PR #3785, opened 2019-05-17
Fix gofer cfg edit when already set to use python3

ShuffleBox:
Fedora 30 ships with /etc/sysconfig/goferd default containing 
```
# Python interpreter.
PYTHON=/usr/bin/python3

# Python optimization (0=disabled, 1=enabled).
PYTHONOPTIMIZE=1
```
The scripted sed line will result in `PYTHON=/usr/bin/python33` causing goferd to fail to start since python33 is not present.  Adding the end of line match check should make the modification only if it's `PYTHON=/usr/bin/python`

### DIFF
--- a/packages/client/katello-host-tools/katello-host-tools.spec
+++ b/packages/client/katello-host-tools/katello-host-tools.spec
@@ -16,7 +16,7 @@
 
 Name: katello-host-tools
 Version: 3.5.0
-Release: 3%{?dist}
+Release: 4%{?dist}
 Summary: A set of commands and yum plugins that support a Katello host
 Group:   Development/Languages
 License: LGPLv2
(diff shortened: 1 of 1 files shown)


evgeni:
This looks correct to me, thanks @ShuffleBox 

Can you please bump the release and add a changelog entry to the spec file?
--
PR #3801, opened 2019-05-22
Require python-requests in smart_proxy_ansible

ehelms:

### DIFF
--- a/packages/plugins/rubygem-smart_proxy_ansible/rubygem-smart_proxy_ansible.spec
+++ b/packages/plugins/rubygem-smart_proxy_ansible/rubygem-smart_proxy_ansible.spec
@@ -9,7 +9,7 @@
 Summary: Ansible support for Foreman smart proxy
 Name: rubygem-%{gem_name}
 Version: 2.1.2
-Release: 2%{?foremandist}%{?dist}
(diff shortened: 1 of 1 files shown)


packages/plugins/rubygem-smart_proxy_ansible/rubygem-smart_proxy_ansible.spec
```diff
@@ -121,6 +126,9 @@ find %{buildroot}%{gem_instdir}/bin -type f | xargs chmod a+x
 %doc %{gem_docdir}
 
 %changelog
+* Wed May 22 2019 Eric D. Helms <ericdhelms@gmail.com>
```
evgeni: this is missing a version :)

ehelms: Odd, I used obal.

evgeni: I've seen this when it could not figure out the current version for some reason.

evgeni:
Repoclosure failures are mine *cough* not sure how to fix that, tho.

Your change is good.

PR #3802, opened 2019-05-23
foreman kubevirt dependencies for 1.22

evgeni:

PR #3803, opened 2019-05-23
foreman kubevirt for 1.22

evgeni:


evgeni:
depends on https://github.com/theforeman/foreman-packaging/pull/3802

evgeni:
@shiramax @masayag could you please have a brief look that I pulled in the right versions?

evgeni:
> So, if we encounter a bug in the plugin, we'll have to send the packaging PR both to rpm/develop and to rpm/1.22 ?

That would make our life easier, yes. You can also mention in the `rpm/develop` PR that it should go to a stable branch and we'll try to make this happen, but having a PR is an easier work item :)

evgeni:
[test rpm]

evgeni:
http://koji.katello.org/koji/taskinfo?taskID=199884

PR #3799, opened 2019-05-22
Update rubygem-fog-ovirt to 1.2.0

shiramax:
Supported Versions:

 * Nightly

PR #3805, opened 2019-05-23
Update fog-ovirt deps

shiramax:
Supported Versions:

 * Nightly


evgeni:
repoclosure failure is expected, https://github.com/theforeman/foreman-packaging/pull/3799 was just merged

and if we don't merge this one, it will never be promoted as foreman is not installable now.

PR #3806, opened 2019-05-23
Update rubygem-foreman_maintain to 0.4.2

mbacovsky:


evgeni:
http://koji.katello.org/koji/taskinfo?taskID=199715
...
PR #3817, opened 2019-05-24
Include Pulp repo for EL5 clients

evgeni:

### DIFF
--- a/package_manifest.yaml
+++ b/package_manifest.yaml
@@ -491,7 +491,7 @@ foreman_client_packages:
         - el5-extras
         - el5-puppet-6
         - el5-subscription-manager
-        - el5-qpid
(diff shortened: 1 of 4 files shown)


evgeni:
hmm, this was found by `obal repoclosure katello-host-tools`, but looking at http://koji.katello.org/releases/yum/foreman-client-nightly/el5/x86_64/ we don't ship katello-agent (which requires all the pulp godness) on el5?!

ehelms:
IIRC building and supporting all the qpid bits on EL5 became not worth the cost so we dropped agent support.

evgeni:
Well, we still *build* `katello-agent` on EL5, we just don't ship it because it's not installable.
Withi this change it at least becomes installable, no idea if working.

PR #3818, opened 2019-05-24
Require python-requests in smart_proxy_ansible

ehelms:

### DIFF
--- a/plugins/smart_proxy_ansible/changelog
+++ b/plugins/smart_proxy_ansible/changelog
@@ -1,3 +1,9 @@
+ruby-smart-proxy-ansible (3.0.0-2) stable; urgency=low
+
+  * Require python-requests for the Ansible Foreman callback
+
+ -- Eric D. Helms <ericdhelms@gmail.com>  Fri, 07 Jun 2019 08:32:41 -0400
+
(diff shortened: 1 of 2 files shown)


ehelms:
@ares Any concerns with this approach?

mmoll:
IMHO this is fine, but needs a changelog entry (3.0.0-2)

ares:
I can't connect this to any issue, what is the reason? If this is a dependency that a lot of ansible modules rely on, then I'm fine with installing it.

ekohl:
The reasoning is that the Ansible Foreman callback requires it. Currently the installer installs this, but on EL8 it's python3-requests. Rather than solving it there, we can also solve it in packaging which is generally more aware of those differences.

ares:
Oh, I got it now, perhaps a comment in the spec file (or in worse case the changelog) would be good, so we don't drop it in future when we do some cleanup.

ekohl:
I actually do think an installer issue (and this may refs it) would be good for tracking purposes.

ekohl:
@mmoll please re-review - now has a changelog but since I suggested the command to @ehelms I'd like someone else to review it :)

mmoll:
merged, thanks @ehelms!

* ABOUT THIS EXERCISE
Gather from the records above every line containing the string "dist".

* RESPONSE TO THE TASK
-Release: 3%{?dist}
+Release: 4%{?dist}
-Release: 2%{?foremandist}%{?dist}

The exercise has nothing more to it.